* **Exercise goal**
Return every line from the one with "- Log noise" through the one with "### 1. Kill-switch env var", inclusive, exactly as it appears below.

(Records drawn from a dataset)

+ + + + +

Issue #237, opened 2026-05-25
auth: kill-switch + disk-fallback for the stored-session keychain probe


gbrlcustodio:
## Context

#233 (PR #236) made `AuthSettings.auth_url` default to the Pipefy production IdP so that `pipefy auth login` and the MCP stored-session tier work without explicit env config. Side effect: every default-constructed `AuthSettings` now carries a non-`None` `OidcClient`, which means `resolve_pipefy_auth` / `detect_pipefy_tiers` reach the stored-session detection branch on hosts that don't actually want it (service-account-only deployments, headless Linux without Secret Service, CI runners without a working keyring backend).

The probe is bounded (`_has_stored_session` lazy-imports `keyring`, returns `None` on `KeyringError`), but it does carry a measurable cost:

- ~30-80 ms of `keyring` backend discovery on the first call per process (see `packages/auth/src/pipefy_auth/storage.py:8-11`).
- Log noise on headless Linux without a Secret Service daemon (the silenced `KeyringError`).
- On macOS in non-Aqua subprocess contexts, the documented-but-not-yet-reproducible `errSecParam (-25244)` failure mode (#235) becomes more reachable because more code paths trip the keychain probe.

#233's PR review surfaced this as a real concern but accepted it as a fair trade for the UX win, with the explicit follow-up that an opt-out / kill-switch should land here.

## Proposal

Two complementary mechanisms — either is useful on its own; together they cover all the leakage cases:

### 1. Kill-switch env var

+ + + + +

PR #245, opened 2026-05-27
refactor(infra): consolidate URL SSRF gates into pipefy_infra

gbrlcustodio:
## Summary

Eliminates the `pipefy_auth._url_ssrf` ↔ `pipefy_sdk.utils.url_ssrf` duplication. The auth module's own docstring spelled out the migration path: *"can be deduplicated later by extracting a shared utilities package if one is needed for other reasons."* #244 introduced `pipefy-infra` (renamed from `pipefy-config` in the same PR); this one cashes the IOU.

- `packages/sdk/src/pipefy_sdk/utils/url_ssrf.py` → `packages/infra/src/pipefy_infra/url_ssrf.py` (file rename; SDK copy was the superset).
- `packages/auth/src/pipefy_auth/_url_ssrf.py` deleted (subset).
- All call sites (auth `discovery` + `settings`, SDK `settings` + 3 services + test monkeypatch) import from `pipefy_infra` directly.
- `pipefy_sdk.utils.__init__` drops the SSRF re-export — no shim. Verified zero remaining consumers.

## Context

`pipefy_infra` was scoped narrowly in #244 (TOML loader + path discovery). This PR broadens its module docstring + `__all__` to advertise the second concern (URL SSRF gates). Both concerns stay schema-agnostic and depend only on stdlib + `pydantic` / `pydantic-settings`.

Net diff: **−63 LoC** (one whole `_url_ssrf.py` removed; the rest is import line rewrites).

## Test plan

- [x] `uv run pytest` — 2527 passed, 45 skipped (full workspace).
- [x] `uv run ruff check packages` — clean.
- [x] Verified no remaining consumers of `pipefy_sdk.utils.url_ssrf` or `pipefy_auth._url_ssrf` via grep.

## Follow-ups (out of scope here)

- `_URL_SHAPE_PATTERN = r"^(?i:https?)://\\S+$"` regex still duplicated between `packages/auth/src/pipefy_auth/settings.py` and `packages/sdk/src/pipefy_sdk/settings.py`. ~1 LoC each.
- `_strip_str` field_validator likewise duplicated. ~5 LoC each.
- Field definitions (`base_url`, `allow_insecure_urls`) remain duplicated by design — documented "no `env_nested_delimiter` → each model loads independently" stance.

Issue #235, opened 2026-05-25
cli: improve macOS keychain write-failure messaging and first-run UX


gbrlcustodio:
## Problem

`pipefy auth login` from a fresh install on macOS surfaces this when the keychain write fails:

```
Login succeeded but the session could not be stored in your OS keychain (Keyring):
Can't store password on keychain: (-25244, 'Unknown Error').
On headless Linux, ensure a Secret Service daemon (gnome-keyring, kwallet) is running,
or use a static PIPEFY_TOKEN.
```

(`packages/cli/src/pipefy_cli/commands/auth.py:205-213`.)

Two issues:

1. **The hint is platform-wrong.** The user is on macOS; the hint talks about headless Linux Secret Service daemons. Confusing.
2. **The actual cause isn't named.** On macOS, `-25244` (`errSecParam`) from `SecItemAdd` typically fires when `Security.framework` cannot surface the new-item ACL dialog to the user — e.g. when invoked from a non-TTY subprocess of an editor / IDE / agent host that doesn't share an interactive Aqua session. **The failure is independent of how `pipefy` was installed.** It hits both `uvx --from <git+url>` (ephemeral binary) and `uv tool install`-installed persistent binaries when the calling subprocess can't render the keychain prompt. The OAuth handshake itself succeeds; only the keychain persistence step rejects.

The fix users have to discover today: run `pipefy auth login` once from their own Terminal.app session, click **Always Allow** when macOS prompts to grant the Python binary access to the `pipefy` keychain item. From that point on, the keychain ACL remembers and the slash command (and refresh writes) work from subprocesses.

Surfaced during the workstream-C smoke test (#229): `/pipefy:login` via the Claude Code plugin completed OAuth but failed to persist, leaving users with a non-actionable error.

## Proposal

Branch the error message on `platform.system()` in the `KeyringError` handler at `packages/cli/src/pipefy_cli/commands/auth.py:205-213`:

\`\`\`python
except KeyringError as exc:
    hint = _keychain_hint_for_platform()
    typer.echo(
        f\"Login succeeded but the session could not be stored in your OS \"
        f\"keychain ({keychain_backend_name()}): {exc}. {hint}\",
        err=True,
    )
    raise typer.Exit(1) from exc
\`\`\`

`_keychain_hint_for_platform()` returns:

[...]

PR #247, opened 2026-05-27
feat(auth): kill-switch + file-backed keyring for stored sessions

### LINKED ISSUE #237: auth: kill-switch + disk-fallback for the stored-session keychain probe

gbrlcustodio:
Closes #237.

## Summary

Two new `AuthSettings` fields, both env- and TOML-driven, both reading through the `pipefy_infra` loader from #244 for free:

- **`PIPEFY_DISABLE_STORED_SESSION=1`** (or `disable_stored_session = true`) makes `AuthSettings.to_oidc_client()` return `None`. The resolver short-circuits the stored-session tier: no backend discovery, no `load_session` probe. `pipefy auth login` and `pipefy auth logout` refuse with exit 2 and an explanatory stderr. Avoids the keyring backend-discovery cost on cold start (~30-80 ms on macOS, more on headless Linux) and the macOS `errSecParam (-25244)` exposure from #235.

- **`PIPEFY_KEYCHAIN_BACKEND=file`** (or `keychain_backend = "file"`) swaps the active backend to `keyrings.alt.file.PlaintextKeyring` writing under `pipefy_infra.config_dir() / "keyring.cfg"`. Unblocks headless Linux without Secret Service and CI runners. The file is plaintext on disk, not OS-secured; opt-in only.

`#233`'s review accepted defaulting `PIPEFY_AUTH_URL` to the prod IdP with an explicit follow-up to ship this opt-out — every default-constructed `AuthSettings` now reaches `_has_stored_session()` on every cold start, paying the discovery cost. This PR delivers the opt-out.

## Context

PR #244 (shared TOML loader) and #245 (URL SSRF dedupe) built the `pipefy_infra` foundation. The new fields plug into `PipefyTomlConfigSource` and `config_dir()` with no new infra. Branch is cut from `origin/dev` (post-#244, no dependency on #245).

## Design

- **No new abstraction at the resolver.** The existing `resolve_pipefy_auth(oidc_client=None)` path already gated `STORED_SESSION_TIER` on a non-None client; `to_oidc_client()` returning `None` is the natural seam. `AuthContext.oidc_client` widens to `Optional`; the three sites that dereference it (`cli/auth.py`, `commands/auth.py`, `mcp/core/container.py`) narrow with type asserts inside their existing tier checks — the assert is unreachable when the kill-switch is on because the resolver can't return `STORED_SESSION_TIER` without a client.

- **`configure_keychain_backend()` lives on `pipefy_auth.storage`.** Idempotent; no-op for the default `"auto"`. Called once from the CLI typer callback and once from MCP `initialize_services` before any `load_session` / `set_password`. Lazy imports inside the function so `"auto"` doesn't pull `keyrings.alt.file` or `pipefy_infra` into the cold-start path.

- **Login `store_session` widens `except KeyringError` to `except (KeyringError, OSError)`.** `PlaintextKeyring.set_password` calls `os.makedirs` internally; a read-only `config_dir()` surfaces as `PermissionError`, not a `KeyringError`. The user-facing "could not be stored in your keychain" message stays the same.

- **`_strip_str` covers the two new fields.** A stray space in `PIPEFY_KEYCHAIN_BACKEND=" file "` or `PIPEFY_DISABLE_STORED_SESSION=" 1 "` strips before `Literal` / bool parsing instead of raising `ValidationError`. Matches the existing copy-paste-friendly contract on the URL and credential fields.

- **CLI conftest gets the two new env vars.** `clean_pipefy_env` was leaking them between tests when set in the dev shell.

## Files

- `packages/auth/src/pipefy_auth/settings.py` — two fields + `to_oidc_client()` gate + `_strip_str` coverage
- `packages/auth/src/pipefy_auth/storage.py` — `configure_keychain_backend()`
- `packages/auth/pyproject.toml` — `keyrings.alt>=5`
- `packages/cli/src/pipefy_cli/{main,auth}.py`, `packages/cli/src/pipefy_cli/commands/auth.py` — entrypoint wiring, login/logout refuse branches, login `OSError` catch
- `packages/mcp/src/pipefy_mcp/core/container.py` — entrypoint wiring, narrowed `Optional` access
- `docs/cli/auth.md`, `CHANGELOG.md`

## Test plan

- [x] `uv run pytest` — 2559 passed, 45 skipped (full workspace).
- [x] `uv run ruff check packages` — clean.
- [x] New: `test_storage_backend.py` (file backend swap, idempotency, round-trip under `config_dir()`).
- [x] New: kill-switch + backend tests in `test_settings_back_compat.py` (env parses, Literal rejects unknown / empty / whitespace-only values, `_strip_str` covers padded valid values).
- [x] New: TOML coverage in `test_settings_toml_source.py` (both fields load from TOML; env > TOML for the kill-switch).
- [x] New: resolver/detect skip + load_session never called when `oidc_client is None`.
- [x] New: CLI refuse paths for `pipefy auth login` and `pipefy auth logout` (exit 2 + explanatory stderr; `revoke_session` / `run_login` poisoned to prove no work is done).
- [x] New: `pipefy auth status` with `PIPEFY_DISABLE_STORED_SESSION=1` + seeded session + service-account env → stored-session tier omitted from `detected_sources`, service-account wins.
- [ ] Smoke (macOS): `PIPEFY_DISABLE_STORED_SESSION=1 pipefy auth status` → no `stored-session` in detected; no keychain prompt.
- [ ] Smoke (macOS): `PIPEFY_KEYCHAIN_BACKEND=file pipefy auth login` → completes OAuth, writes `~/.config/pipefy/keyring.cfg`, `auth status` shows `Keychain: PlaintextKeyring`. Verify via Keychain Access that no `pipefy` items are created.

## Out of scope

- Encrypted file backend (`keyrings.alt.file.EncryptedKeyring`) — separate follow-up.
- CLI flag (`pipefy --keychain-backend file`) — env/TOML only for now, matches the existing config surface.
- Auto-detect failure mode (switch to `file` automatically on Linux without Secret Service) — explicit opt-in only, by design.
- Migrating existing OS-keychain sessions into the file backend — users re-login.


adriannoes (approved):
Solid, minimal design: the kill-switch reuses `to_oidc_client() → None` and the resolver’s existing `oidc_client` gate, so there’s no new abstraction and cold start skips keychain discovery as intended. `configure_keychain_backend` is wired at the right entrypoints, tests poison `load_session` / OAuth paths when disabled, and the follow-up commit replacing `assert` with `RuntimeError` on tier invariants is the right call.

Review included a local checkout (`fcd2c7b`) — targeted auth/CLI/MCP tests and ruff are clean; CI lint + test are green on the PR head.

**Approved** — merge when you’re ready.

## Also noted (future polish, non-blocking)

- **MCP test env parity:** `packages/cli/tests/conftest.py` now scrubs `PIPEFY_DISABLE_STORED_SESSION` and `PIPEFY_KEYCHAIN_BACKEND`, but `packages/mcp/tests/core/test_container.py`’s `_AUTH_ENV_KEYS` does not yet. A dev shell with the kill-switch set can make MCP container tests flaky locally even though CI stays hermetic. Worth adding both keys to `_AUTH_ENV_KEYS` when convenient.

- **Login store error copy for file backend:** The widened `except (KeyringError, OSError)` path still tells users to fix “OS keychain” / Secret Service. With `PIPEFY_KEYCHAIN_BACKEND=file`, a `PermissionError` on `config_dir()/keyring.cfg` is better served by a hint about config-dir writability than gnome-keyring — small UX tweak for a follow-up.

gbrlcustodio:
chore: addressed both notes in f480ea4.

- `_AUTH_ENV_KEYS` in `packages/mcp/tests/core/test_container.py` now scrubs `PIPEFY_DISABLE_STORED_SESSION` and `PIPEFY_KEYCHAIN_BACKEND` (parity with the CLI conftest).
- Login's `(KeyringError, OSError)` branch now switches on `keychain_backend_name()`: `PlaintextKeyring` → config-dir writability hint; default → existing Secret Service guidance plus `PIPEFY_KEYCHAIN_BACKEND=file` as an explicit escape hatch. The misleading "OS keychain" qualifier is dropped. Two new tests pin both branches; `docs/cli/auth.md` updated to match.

+ + + + +

* **Answer to the exercise**
- Log noise on headless Linux without a Secret Service daemon (the silenced `KeyringError`).
- On macOS in non-Aqua subprocess contexts, the documented-but-not-yet-reproducible `errSecParam (-25244)` failure mode (#235) becomes more reachable because more code paths trip the keychain probe.

#233's PR review surfaced this as a real concern but accepted it as a fair trade for the UX win, with the explicit follow-up that an opt-out / kill-switch should land here.

## Proposal

Two complementary mechanisms — either is useful on its own; together they cover all the leakage cases:

### 1. Kill-switch env var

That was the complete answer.